75 Years of Jokes

The powers that be at Detective Comics, in 1940, looked around at the shitty world around them. Germany’s being a big dick. This Hitler thing is running amok. And those in charge at DC were like. “You know what? This Bat Man character… he’s got something to him. GIVE HIM HIS OWN BOOK!”

And. You know. Comic book sales were high and stuffs before this as well.

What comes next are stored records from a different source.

Issue #199, opened 2026-02-14
Zarr v2 -> Zarr v3 migration across computational imaging team's frameworks


mattersoflight:
We have decided to upgrade our image processing and analysis pipelines from zarr v2 (ome-zarr-0.4) to zarr v3 (ome-zarr-0.5) format.
The key reason for the switch is that the support for sharding and small chunks in zarr v3 datasets will enable real-time inference for smart microscopy, efficient model training through parallel/distributed data loading, and efficient visualization. 

This issue is focused on identifying any disruption in processing that computational imaging team and collaborators may encounter due to the change in format, across `iohub`, `biahub`, `waveorder`, `viscy`, and `shrimpy`. We are centralizing the discussion in `biahub` repo.

`iohub` has been updated to support reading and writing with both versions: When we write the zarrs during the processing steps we just need to set the version flag in `iohub.ngff.open_ome_zarr` to `v0.5`.

We need to make a few key decisions:
1. Should the refactored CLI across the repos "silently" migrate from zarr v2 to zarr v3, or propagate the format? For silent migration, the CLI can read zarr v2/v3 data, and write only zarr v3 data. This is currently preferred to migrate to a better format and reduce data duplication. If the conversion can break existing analysis workflows and the fix is not straightforward, we can propagate the format. 

2. Which CLI need to be updated in what order so that silent migration doesn't break existing analysis workflows? We need key users's inputs to decide if migration to zarr v3 will break their data analysis pipelines. 

 @Soorya19Pradeep, @tayllatheodoro, @gav-sturm can you please add a sub-issue to clarify which CLI are you currently dependent on that could break with migration to zarr v3? We can use the sub-issue to resolve the problems.

---
## Current zarr v2 --> v3 transition plan
 - [x] https://github.com/czbiohub-sf/iohub/issues/401
 - [ ] https://github.com/czbiohub-sf/biahub/pull/215
 - [ ] https://github.com/czbiohub-sf/biahub/issues/240
 - [x] https://github.com/mehta-lab/waveorder/issues/540
 - [x] https://github.com/mehta-lab/waveorder/issues/550
 - [x] https://github.com/mehta-lab/VisCy/pull/407
 - [ ] https://github.com/czbiohub-sf/iohub/issues/402

---
## Test plan
- [ ] mantis v2 reconstruction should proceed without errors. Intermediate reconstructions should be written in zarr v3 with proper chunking, sharding, and compression
[...]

After Batman retrieved his own “Watson.” You know, in the form of a (pre-)teenaged sidekick/ward thing that would become the awesomeness that is the Robin character. The powers that be at DC, after the sales hike from the sidekick, decided that Batman was awesome.

And thus, DC released…

This. Right?

Essentially, it was (as was the industry standard at the time… which… you know… wasn’t much of a standard for the beginning of the Golden Age), a collection of stories involving Batman. And Robin, of course. Three stories, if I’m not mistaken. One involved… somebody (off the top of my “BATMAN EXPERT~!” head… I want to say it’s Hugo Strange… but I KNOW that’s incorrect). Another story involved Catwoman. Which, you know, is obviously awesome and amazing in its own right. And, in fact, I don’t know why there hasn’t been a MUCH bigger deal made about this year being Catwoman’s 75th birthday. Hell! DON’T YOU KNOW THAT AMERICAN’S WANT THEIR NEXT PRESIDENT TO BE A WOMAN?!

Either way.

This would be the first, official appearance of the Joker.

This guy, obviously.

Ever since his mysterious first appearance, Joker never had any sort of back-story. He just. Arrived. In Gotham. And he was all, like, “Hey everybody! I’m on the radio. And I’m going to kill people! BECAUSE I CAN!”

You see.

Bob Kane had once seen the 1928 film, The Man Who Laughs. As far as I know, he went to Bill Finger (often uncredited co-created of “The Bat-Man”) and Jerry Robinson with this idea of… basically… a villain with a sadistic smile.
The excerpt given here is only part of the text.